▸ What the exercise asks:
Tally the lines of the data below that contain the string "Wracking". Give the tally and nothing else.

[Dataset excerpts]
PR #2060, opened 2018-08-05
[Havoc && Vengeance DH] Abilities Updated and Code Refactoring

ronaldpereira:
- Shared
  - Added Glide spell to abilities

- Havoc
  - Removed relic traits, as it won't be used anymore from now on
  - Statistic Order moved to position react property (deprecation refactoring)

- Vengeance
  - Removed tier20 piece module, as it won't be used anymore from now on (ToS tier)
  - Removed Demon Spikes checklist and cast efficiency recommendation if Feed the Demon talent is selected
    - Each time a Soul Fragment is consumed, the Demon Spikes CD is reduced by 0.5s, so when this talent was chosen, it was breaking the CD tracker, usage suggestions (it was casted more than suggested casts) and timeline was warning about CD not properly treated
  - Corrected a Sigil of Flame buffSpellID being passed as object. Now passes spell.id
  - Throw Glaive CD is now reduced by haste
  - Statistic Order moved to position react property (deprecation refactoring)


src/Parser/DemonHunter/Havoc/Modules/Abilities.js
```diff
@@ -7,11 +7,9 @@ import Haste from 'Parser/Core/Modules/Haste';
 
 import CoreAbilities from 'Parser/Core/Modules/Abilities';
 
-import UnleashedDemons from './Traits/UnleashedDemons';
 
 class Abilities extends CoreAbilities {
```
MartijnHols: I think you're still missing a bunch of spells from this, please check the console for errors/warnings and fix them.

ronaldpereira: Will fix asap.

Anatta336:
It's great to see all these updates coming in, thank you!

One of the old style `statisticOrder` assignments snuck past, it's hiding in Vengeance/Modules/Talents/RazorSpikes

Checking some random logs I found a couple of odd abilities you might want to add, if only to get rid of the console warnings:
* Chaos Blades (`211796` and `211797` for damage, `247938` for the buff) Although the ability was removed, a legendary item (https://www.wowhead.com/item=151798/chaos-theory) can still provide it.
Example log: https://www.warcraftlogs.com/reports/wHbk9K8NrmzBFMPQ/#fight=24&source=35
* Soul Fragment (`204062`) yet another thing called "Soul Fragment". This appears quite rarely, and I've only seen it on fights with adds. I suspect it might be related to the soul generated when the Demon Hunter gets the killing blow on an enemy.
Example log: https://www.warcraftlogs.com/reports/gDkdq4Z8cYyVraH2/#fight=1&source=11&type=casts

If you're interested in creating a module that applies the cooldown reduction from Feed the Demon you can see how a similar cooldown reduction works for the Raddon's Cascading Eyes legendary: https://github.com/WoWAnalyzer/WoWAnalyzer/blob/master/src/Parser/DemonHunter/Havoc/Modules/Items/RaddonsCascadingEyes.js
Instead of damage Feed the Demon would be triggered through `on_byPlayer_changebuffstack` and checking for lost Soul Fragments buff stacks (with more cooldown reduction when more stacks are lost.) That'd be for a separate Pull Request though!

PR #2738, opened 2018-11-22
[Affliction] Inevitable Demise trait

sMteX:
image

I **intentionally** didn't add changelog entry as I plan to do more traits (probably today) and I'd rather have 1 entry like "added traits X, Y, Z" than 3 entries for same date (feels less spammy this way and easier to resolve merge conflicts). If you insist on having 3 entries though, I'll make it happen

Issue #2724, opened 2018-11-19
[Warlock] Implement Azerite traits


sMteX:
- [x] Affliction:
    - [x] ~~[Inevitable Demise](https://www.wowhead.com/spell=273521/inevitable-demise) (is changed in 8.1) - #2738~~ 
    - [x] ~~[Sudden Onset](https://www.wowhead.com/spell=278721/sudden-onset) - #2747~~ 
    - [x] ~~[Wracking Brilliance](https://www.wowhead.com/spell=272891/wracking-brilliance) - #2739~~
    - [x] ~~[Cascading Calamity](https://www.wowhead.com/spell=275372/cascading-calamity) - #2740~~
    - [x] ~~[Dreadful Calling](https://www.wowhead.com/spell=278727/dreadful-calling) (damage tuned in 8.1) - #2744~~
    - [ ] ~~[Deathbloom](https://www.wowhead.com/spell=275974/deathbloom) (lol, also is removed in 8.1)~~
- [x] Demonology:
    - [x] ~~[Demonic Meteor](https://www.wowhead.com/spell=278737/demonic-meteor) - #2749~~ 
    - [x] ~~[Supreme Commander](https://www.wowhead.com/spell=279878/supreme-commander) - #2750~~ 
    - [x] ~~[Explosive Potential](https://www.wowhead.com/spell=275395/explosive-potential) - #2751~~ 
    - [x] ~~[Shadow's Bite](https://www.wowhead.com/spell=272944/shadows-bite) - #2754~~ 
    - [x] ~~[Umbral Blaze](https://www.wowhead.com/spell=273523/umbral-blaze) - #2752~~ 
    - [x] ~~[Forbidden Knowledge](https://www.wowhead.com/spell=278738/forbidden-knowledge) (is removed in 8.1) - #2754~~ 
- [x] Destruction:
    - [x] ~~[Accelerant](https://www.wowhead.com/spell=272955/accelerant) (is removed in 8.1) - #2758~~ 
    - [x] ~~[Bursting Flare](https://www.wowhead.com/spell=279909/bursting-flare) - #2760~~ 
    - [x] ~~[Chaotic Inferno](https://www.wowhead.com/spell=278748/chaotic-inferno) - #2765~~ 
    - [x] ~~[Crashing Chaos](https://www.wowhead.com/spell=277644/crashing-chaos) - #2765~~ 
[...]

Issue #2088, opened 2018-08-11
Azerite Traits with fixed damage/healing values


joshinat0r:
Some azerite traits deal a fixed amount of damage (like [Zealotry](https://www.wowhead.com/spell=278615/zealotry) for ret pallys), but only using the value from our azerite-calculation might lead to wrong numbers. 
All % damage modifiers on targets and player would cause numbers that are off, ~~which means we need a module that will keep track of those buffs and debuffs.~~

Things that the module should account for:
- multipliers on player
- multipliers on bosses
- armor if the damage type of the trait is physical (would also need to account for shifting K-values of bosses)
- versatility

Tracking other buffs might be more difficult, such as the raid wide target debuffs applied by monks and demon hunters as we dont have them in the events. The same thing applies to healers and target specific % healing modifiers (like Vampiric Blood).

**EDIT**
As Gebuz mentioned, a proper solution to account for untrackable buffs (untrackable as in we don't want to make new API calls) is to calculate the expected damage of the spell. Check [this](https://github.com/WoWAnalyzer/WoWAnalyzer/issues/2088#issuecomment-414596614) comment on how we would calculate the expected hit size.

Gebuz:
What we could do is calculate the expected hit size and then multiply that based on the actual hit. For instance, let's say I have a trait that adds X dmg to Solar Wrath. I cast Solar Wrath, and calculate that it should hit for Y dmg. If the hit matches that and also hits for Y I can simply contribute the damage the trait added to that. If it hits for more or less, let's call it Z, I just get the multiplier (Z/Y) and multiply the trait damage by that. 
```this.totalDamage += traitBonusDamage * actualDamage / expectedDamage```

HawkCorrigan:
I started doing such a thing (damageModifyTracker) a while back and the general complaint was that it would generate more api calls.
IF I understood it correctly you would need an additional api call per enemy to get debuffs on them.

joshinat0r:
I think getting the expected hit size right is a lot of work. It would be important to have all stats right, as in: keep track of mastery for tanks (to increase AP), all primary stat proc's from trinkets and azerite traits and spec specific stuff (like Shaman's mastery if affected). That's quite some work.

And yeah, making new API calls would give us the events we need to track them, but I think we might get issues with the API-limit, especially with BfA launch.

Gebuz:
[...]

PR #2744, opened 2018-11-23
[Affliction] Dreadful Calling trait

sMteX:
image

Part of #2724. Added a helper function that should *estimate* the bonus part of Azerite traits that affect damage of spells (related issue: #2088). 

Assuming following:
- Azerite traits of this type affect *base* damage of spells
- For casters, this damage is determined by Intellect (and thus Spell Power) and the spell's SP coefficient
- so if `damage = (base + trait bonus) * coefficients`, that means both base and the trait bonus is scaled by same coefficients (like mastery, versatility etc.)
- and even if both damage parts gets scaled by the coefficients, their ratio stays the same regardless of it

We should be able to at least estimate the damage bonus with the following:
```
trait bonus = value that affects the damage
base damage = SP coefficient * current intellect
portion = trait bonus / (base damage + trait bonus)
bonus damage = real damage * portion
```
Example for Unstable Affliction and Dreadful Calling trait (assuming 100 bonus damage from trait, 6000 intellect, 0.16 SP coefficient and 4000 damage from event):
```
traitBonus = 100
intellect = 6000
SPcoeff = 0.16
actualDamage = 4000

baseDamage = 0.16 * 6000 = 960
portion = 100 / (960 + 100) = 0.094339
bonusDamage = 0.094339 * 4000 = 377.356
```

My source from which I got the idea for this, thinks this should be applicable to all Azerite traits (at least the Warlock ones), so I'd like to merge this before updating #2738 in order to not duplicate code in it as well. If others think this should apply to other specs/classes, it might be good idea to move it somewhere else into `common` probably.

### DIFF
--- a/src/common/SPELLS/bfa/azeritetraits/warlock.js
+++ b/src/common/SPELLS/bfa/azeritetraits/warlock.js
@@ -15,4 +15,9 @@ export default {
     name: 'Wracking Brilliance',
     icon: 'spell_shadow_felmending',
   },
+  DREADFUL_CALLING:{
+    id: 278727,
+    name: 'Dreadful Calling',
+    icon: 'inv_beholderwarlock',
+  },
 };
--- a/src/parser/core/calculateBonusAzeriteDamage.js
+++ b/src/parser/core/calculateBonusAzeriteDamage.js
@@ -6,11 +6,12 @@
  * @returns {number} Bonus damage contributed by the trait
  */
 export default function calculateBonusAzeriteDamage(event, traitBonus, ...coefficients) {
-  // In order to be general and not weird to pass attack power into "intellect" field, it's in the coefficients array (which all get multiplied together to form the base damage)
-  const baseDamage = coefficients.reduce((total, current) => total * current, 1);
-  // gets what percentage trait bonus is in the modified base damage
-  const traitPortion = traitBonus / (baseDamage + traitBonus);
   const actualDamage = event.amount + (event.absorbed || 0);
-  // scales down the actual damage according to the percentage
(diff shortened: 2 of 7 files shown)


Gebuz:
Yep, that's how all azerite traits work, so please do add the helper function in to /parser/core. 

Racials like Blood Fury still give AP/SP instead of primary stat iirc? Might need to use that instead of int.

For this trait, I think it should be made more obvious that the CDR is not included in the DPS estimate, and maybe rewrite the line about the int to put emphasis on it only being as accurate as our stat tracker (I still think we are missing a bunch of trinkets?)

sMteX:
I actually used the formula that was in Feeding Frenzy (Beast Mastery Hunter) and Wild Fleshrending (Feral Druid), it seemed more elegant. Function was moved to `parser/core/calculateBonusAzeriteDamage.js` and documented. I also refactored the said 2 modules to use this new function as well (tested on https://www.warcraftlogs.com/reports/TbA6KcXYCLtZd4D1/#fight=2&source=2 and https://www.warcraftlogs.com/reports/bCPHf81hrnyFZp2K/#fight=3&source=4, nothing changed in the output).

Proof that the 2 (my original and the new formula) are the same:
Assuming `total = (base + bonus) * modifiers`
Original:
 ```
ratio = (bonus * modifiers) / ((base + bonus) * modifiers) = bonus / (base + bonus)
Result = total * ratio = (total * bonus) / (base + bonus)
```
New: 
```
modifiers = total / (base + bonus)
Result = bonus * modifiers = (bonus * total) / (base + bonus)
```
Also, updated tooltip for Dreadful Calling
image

▸ Exercise output:
2